M. Koehrer wrote:
> Hi Jan,
> 
> thanks for your reply.
> 
>>> I am currently checking XENOMAI (V2.2.3 on a 2.6.17.7 kernel P4) to see if
>> I can use it
>>> as replacement for a RTAI 3.3-cv application.
>>> The first thing I did was to run the latency test in the the xenomai's
>> testsuite directory.
>>> The results of the worst time latency are really ugly - about 40µs!
>>> On the very same PC I got a value of about 5µs using RTAI 3.3-cv running
>> the RTAI's
>>> user/latency test.
>> I'm _very_ sceptical about your 5 us. Could you elaborate on how you
>> load your box and how long those tests ran?
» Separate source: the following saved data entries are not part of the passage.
PR #80, opened 2022-04-07
Use default configuration when testing distribution packages

sergio-correia:
Do not perform special setup when testing the distribution packages
with functional/basic-attestation-with-unpriviledged-agent.

From 6.3.2, the agent should run with keylime user and keylime group.

### DIFF
--- a/functional/basic-attestation-with-unpriviledged-agent/test.sh
+++ b/functional/basic-attestation-with-unpriviledged-agent/test.sh
@@ -2,10 +2,20 @@
 
 . /usr/share/beakerlib/beakerlib.sh || exit 1
 
+# Upstream.
 AGENT_ID="d432fbb3-d2f1-4a97-9ef7-75bd81c00000"
 AGENT_USER=kagent
 AGENT_GROUP=tss
 AGENT_WORKDIR=/var/lib/keylime-agent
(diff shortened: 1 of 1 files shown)


sergio-correia:
Does something like this make sense, @kkaarreell?

kkaarreell:
> Does something like this make sense, @kkaarreell?

In fact current keylime upstream code is already using `keylime` user for all tests. The respective setup is done here
https://github.com/RedHat-SP-Security/keylime-tests/blob/main/setup/install_upstream_keylime/test.sh#L70

So this particular test had no big benefit for upstream code, I kept it running just to check a scenario where agent is using other user than keylime and different `AGENT_WORKDIR`.

For distribution packages, this was the only test running agent as non-root user, other services and other tests were running as root. Once Fedora packages adopt new default of using `keylime` user (or we do an extra setup enabling it), in theory no changes are needed in our keylime-tests. And this particular test would have same "use" as it currently has for upstream code. We can disable it eventually but I think it adds some small value to our test coverage.

kkaarreell:
I am closing this PR, the test has been fixed with https://github.com/RedHat-SP-Security/keylime-tests/commit/c452851864e96b1dc470b5827db90854861a5a7c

See also TROUBLESHOOTING in
>> the Xenomai source tree on appropriate load for triggering the worst case.
> 
> My test setup was the same in both cases.
> I connect to the RTAI/Xenomai PC via telnet and let the latency test run for 
> about 5 minutes.

5 min. are far too short.

It takes a while to "arrange" the worst case, i.e. a dirty cache, one
unrelated IRQ or atomic section running while the timer (or any other
event of interest) occurs, and then one or more further IRQs right after
the woken-up task re-enabled interrupts. If you hit such scenario can be
observed via the latency tracer (which has some impact on the numbers,
but not on the structuring).

> No other activity happens (well, there are a couple of services running like
> apache, ... - but they should not cause any load).
> The strange thing, is that in Xenomai even after a few seconds a latency in 
> the range of the
> maximum latency is shown.

Such a test on an unloaded system says almost nothing about a hard
real-time system.

> 
> I can retry the tests using a background stress situation.